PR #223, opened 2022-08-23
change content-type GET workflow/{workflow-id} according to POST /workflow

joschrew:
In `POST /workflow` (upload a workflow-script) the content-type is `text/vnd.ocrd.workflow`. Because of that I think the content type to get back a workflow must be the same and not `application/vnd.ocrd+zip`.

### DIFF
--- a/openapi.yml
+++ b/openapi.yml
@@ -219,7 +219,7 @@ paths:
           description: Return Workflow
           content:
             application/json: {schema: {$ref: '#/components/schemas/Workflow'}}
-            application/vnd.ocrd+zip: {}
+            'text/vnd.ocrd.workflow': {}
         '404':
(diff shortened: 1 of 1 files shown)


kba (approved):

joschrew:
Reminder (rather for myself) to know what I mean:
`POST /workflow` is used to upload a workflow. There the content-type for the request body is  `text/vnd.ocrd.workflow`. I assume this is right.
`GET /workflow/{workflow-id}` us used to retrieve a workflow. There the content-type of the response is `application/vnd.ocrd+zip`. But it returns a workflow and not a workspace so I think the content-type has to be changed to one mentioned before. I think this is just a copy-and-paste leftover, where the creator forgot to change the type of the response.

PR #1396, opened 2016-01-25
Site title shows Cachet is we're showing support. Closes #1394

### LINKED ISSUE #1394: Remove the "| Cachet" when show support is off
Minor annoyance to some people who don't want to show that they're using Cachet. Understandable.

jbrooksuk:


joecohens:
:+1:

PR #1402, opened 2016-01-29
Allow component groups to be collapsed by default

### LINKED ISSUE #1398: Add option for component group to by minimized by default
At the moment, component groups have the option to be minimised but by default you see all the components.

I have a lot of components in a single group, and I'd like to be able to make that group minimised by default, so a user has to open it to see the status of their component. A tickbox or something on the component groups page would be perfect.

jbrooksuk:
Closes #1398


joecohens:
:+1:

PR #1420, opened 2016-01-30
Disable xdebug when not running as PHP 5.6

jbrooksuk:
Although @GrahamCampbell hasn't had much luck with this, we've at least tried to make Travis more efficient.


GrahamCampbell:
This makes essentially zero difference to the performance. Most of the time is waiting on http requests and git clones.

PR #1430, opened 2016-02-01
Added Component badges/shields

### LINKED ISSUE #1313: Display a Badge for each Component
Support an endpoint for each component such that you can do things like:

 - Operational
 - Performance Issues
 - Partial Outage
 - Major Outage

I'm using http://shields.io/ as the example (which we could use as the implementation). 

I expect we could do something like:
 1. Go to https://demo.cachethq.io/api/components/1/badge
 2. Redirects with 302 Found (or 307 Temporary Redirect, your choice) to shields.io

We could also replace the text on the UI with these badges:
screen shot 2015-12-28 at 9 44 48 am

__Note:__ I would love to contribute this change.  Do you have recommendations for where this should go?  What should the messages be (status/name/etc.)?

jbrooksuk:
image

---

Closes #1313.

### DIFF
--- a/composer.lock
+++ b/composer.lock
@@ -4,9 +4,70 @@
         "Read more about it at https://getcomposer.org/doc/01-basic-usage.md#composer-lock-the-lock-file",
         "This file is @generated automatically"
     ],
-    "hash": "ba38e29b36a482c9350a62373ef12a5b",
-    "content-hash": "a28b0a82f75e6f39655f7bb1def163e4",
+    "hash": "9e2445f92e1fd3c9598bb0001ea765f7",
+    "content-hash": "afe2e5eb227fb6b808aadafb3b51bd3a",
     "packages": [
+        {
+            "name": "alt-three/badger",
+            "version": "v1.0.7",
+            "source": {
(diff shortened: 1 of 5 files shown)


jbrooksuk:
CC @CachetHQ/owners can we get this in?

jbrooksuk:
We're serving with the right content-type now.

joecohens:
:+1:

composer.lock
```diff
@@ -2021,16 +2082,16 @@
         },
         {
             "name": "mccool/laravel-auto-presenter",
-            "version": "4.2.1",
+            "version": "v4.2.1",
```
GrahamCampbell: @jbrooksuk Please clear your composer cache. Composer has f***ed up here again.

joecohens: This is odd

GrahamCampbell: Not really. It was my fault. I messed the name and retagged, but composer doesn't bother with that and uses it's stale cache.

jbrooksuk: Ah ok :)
-*-*-
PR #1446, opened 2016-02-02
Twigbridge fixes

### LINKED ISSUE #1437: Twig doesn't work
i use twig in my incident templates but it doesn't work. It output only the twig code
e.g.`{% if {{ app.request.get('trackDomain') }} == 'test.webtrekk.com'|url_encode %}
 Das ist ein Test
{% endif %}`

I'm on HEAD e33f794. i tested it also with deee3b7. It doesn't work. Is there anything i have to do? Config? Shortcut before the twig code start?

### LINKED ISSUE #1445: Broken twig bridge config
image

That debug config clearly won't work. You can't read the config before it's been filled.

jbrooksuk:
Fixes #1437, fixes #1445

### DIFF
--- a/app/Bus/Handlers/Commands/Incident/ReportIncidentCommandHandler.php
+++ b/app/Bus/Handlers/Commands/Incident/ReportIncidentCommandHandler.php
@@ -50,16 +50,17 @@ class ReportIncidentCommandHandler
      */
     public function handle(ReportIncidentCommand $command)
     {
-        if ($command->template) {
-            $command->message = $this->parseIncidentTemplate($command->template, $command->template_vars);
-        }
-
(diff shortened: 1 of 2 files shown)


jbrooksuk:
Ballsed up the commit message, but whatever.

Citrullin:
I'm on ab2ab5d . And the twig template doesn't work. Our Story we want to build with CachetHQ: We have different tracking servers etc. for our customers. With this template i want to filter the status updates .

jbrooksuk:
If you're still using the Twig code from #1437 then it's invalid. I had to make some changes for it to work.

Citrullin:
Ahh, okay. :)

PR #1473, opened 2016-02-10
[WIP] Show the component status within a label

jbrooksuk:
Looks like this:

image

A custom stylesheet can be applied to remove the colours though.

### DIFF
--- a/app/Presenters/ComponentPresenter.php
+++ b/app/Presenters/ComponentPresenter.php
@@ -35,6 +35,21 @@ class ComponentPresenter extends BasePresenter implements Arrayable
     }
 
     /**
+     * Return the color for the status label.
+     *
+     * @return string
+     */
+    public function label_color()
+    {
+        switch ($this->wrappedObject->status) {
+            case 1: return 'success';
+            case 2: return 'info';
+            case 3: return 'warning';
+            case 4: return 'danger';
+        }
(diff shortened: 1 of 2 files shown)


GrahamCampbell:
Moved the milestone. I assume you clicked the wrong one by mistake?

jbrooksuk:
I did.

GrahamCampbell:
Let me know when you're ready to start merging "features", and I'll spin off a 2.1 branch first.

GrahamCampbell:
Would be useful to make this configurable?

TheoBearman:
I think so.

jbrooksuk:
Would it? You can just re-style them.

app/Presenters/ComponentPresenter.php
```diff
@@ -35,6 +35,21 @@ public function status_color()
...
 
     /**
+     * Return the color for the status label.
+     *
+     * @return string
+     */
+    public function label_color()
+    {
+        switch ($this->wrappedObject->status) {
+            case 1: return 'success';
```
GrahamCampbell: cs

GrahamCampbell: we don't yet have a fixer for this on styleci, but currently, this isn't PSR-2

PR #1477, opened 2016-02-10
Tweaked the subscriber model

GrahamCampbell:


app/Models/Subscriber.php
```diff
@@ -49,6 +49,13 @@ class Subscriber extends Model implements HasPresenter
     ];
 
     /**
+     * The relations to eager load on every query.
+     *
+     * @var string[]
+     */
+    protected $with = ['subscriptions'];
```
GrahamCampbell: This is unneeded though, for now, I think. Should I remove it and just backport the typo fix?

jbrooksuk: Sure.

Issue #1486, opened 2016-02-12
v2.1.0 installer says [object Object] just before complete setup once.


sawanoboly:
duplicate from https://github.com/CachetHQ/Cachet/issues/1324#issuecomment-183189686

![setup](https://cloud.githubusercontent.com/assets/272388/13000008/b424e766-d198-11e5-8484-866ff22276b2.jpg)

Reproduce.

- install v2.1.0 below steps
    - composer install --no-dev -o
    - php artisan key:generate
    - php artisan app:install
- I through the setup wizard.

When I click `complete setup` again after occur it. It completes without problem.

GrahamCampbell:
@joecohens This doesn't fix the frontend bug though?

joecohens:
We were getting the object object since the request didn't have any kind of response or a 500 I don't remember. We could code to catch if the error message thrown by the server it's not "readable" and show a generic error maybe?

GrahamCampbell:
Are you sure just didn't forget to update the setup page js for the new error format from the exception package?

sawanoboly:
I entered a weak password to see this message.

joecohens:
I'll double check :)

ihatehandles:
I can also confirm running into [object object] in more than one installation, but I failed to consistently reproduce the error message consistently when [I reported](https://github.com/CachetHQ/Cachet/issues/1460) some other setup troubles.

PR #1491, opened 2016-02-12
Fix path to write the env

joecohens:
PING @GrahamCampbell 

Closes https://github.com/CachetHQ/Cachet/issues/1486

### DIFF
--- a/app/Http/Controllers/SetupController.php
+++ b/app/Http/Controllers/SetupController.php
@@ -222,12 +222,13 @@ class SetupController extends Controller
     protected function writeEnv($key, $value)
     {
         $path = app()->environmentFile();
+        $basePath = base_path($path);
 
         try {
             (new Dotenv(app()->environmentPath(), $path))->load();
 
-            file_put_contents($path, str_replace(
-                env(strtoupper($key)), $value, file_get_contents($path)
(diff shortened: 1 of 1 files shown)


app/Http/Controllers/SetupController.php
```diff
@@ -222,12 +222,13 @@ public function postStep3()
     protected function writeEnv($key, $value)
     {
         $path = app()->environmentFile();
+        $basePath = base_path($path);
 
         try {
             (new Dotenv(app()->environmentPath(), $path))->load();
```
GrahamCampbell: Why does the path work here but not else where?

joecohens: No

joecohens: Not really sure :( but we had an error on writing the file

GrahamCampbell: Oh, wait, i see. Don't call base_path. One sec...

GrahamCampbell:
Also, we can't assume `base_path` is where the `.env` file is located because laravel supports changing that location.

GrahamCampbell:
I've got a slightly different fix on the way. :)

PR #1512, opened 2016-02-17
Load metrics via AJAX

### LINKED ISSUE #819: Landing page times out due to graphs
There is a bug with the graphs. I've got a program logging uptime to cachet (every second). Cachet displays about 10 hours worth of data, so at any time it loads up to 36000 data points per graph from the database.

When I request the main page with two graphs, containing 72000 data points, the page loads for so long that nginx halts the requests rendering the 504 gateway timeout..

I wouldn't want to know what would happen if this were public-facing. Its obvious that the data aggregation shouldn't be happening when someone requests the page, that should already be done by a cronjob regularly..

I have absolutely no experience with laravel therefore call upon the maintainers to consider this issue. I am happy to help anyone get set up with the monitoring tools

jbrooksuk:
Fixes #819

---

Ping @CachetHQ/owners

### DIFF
-*-*-
Please go over the data above and copy each line with "your" in it.

▸ TASK RESULT
 2. Redirects with 302 Found (or 307 Temporary Redirect, your choice) to shields.io
GrahamCampbell: @jbrooksuk Please clear your composer cache. Composer has f***ed up here again.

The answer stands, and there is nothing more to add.